### WHAT YOU WILL DO:
Among the entries beneath this sentence, how many lines include the word "child"? Only the number is wanted.

Stored data entries
* * * *

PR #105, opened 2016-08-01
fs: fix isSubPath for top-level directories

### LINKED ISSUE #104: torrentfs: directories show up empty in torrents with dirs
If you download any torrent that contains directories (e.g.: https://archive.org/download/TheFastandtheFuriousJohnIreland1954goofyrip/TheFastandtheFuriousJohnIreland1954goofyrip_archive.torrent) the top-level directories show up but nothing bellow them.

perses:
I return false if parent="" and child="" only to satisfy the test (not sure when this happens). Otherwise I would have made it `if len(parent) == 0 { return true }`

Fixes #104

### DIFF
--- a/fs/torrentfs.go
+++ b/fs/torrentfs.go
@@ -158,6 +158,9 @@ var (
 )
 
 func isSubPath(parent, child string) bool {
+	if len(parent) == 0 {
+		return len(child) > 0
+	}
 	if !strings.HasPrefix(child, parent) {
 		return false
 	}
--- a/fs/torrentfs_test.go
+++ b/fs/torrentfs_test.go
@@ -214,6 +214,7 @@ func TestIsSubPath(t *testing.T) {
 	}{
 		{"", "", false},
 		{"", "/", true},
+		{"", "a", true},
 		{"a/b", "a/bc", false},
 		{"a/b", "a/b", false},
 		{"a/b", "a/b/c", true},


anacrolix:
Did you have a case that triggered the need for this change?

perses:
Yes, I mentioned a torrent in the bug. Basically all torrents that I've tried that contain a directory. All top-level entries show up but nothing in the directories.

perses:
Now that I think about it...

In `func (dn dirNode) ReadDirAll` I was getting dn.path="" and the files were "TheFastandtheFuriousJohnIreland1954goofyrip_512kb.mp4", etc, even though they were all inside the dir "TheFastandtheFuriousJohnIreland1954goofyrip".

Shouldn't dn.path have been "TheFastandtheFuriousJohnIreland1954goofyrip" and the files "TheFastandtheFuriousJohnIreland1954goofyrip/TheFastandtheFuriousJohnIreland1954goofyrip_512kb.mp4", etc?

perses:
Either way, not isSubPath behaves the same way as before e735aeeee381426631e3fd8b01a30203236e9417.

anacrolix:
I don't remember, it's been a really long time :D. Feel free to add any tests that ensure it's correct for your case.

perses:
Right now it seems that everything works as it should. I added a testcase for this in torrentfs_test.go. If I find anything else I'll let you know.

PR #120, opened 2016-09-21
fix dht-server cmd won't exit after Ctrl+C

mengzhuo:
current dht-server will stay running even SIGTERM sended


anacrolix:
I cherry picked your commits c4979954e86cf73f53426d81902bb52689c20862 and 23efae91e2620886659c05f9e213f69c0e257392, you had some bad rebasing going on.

* * * *

### EXERCISE RESPONSE:
4